▸ TASK INSTRUCTIONS
Would you give the number of lines below in which the string "right" appears? Nothing else is needed.

[TASK INPUT — start]

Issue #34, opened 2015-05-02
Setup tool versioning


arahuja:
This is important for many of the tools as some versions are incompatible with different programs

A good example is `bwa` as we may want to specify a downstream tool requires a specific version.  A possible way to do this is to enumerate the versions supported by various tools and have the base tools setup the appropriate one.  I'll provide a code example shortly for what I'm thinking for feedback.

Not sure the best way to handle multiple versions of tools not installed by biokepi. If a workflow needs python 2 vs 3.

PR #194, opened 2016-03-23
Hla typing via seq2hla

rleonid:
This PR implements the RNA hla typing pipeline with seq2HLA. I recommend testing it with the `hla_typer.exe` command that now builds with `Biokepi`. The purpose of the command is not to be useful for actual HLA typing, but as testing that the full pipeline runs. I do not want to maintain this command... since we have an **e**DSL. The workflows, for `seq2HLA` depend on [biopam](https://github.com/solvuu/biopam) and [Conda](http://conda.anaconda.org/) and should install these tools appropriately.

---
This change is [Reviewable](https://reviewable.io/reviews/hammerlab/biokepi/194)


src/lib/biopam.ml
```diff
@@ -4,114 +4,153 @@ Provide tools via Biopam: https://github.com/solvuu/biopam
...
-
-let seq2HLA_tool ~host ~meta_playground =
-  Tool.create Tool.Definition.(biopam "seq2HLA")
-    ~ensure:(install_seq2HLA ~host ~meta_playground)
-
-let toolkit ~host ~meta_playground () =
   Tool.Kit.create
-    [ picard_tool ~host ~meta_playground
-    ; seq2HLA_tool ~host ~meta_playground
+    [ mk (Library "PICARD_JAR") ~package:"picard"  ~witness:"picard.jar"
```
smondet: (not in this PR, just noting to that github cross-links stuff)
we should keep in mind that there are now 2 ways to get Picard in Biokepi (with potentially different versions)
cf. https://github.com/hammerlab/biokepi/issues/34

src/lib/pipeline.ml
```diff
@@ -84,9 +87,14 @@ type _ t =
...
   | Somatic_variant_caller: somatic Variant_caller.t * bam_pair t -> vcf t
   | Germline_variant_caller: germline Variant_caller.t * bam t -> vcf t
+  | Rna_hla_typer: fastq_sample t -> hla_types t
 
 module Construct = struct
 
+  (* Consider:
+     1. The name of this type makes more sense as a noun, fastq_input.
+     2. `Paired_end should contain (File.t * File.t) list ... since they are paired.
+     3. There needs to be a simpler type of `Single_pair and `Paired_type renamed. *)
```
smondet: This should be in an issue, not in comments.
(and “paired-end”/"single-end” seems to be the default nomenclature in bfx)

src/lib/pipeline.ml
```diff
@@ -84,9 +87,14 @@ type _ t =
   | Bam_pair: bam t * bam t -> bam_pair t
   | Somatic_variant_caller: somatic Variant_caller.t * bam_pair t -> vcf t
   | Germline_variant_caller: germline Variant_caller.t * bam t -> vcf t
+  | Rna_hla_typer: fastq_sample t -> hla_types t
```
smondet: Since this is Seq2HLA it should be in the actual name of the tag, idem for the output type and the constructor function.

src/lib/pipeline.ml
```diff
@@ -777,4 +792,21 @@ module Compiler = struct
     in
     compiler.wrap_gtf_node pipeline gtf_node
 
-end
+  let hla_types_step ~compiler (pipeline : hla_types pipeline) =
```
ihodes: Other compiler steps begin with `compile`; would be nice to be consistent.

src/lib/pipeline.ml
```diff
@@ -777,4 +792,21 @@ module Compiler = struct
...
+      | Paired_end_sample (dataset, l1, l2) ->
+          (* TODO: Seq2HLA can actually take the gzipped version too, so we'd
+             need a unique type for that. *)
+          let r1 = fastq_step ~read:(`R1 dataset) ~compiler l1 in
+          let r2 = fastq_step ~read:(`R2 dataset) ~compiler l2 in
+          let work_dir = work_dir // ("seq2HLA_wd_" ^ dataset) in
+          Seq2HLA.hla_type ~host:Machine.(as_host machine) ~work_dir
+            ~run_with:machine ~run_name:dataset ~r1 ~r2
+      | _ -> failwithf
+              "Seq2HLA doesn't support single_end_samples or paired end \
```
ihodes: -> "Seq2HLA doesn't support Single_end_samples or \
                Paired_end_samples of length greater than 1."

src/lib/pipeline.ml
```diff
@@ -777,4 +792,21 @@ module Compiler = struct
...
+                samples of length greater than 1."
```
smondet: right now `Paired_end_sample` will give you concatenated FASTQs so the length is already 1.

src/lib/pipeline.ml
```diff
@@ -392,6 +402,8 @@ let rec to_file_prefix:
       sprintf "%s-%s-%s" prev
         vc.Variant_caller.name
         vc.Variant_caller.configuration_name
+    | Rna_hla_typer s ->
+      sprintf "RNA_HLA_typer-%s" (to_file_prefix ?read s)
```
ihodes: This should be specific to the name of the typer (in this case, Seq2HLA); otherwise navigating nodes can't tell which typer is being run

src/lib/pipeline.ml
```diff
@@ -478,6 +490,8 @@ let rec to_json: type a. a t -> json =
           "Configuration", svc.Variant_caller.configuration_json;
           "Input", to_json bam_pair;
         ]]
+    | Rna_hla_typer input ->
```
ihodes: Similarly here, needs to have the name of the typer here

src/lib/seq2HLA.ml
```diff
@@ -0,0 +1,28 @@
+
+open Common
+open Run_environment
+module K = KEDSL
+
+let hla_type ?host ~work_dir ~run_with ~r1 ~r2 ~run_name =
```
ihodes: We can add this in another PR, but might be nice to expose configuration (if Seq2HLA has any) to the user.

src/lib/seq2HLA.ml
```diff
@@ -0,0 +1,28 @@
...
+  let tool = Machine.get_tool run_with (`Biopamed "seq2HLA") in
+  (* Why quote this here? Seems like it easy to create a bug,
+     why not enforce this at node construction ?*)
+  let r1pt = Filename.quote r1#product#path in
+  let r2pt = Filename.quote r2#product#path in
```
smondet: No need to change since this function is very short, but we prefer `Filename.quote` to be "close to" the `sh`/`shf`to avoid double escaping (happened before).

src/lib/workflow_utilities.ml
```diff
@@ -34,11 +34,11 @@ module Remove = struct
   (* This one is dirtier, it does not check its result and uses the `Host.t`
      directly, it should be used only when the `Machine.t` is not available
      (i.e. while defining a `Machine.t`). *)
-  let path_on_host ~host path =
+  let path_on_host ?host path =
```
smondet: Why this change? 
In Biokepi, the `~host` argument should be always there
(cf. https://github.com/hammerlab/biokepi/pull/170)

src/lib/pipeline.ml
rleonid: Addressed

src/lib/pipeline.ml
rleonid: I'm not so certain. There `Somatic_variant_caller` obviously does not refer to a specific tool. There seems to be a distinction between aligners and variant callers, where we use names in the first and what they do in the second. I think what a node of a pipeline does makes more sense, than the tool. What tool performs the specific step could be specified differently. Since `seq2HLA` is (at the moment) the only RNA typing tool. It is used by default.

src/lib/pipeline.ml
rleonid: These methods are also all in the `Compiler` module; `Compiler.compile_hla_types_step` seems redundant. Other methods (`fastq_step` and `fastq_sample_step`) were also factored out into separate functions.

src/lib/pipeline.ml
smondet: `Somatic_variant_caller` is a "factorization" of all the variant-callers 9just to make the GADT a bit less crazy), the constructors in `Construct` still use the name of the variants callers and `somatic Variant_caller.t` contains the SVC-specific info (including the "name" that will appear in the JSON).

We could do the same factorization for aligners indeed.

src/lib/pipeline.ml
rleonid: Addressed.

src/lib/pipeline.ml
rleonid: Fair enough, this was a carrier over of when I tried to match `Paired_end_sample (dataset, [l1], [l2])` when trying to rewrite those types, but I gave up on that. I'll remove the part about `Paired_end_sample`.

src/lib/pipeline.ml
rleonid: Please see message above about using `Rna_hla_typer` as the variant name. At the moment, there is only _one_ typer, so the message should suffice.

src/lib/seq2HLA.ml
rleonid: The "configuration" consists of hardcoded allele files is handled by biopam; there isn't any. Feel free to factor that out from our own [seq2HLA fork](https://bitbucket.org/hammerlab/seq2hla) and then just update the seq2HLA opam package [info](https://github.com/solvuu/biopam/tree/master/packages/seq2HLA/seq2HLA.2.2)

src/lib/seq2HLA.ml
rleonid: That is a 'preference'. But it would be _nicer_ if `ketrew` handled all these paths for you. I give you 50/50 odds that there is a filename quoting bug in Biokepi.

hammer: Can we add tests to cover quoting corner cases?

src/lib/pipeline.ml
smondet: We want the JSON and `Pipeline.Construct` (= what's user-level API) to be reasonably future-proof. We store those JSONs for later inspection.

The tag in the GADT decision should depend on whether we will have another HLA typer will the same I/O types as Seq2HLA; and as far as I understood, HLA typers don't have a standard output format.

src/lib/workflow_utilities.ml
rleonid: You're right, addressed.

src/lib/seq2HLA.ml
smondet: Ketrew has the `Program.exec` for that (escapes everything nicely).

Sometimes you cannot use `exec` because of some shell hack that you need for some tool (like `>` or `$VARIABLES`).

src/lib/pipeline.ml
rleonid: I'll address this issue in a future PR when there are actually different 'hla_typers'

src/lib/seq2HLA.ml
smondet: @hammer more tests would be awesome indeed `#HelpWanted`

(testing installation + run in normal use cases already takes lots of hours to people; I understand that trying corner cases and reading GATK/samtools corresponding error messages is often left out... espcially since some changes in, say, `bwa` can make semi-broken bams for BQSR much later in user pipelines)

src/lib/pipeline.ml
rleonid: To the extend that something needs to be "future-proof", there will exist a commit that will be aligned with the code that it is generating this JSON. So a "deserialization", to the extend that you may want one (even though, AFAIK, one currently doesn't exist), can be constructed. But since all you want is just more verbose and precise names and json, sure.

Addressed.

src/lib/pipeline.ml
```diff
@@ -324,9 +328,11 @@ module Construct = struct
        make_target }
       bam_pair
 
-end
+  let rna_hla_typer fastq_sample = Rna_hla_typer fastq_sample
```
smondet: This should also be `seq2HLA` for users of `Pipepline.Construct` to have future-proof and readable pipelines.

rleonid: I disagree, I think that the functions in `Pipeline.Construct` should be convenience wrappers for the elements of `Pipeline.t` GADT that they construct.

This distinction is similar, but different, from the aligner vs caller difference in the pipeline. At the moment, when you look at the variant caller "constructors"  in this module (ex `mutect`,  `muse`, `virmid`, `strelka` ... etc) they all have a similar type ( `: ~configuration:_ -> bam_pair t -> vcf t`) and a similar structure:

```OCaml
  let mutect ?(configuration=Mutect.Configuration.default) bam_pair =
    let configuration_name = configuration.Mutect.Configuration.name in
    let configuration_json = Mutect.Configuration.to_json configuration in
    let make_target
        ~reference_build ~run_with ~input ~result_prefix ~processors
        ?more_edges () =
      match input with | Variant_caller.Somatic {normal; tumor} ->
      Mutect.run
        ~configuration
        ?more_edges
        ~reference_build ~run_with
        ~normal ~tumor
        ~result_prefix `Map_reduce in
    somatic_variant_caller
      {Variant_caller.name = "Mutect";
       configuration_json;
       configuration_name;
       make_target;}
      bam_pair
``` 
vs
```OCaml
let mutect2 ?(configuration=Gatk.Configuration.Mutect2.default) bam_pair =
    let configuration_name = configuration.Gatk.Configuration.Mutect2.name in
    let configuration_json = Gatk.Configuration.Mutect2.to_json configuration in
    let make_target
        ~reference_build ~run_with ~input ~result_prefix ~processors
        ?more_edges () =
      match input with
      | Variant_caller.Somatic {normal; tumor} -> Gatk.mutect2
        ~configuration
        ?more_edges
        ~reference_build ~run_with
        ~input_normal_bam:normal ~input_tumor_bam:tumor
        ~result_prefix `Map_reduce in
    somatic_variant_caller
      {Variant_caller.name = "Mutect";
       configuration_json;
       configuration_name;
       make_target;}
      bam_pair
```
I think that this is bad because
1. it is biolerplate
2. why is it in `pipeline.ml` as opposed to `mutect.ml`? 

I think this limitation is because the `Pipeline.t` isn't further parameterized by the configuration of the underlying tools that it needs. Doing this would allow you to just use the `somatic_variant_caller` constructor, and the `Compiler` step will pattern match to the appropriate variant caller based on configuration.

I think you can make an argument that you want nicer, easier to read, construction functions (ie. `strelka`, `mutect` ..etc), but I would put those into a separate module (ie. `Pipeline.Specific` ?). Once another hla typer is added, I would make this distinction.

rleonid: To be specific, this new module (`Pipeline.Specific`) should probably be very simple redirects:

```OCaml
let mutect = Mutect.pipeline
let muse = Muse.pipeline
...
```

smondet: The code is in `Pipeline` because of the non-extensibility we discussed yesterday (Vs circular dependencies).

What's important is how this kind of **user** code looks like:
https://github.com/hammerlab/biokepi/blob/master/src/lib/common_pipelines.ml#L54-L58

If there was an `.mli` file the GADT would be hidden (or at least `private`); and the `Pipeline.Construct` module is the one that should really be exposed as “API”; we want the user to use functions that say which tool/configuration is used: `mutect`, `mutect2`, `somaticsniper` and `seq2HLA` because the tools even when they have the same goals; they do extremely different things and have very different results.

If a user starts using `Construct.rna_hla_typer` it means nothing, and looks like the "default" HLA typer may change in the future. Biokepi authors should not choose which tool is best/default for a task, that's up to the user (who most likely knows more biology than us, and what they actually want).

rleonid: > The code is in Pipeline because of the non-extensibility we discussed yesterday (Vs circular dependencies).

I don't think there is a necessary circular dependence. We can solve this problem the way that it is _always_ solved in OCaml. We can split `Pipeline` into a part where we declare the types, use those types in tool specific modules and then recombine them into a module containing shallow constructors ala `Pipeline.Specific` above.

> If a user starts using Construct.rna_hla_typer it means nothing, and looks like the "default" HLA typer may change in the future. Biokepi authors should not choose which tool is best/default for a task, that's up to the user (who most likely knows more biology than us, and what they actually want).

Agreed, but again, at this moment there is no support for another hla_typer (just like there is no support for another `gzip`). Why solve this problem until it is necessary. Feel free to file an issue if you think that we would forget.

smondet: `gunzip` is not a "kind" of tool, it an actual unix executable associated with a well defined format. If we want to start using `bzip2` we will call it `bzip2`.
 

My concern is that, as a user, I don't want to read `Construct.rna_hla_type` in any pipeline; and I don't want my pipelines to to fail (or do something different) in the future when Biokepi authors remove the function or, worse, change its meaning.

[TASK INPUT — finish]

▸ OUTPUT BELOW
2